**HOW TO COMPLETE THIS TASK:**
This exercise calls for the line with "Closing as #4507 has this", the line with "Adam-: This will", and all lines between them in the material below, output exactly and with no other lines.

**GIVEN DATA:**

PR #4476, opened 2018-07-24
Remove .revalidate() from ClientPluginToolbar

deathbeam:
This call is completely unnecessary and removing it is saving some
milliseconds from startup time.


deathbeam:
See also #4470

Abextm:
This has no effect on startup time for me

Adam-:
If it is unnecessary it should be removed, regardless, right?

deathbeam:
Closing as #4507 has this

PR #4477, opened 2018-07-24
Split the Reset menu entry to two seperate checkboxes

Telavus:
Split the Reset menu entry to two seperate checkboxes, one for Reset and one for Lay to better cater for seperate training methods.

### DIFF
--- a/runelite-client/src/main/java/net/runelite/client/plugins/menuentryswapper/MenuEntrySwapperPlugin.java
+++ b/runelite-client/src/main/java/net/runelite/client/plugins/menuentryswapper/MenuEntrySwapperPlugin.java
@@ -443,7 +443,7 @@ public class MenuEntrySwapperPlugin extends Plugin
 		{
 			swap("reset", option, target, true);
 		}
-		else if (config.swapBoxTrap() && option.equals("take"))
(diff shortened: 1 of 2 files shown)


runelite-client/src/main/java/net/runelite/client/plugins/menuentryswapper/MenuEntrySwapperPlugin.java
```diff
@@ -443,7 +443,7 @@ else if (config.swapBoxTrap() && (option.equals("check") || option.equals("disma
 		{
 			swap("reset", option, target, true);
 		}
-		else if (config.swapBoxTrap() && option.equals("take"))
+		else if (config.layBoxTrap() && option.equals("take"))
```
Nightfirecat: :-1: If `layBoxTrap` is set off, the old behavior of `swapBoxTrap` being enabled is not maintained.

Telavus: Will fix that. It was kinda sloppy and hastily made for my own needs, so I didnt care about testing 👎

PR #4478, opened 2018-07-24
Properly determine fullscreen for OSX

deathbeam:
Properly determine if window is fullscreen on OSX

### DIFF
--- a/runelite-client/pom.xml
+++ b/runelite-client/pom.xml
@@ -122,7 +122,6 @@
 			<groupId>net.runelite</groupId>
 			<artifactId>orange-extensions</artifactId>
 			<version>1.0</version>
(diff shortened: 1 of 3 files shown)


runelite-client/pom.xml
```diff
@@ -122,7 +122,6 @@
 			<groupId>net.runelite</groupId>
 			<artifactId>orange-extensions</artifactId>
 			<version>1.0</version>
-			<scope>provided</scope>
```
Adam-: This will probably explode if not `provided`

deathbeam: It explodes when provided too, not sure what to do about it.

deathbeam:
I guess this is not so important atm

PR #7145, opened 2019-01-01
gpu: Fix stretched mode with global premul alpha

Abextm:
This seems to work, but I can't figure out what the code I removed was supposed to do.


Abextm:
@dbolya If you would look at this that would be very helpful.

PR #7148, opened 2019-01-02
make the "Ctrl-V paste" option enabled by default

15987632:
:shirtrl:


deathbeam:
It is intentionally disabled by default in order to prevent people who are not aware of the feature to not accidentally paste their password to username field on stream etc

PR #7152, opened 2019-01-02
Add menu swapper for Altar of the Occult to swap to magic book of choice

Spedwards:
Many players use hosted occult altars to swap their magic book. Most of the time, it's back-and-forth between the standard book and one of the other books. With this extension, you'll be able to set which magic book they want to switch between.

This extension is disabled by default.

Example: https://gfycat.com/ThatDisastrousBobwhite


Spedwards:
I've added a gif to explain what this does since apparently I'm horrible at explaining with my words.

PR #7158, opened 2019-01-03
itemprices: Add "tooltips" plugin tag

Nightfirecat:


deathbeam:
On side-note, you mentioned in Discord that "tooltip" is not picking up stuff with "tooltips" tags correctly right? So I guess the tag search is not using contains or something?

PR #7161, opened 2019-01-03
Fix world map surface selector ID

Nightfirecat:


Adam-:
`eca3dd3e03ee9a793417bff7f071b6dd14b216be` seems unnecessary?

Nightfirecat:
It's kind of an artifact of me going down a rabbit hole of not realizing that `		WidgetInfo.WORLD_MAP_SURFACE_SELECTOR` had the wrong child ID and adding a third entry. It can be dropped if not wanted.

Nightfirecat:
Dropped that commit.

**ANSWER SPACE:**
Closing as #4507 has this

PR #4477, opened 2018-07-24
Split the Reset menu entry to two seperate checkboxes

Telavus:
Split the Reset menu entry to two seperate checkboxes, one for Reset and one for Lay to better cater for seperate training methods.

### DIFF
--- a/runelite-client/src/main/java/net/runelite/client/plugins/menuentryswapper/MenuEntrySwapperPlugin.java
+++ b/runelite-client/src/main/java/net/runelite/client/plugins/menuentryswapper/MenuEntrySwapperPlugin.java
@@ -443,7 +443,7 @@ public class MenuEntrySwapperPlugin extends Plugin
 		{
 			swap("reset", option, target, true);
 		}
-		else if (config.swapBoxTrap() && option.equals("take"))
(diff shortened: 1 of 2 files shown)


runelite-client/src/main/java/net/runelite/client/plugins/menuentryswapper/MenuEntrySwapperPlugin.java
```diff
@@ -443,7 +443,7 @@ else if (config.swapBoxTrap() && (option.equals("check") || option.equals("disma
 		{
 			swap("reset", option, target, true);
 		}
-		else if (config.swapBoxTrap() && option.equals("take"))
+		else if (config.layBoxTrap() && option.equals("take"))
```
Nightfirecat: :-1: If `layBoxTrap` is set off, the old behavior of `swapBoxTrap` being enabled is not maintained.

Telavus: Will fix that. It was kinda sloppy and hastily made for my own needs, so I didnt care about testing 👎

PR #4478, opened 2018-07-24
Properly determine fullscreen for OSX

deathbeam:
Properly determine if window is fullscreen on OSX

### DIFF
--- a/runelite-client/pom.xml
+++ b/runelite-client/pom.xml
@@ -122,7 +122,6 @@
 			<groupId>net.runelite</groupId>
 			<artifactId>orange-extensions</artifactId>
 			<version>1.0</version>
(diff shortened: 1 of 3 files shown)


runelite-client/pom.xml
```diff
@@ -122,7 +122,6 @@
 			<groupId>net.runelite</groupId>
 			<artifactId>orange-extensions</artifactId>
 			<version>1.0</version>
-			<scope>provided</scope>
```
Adam-: This will probably explode if not `provided`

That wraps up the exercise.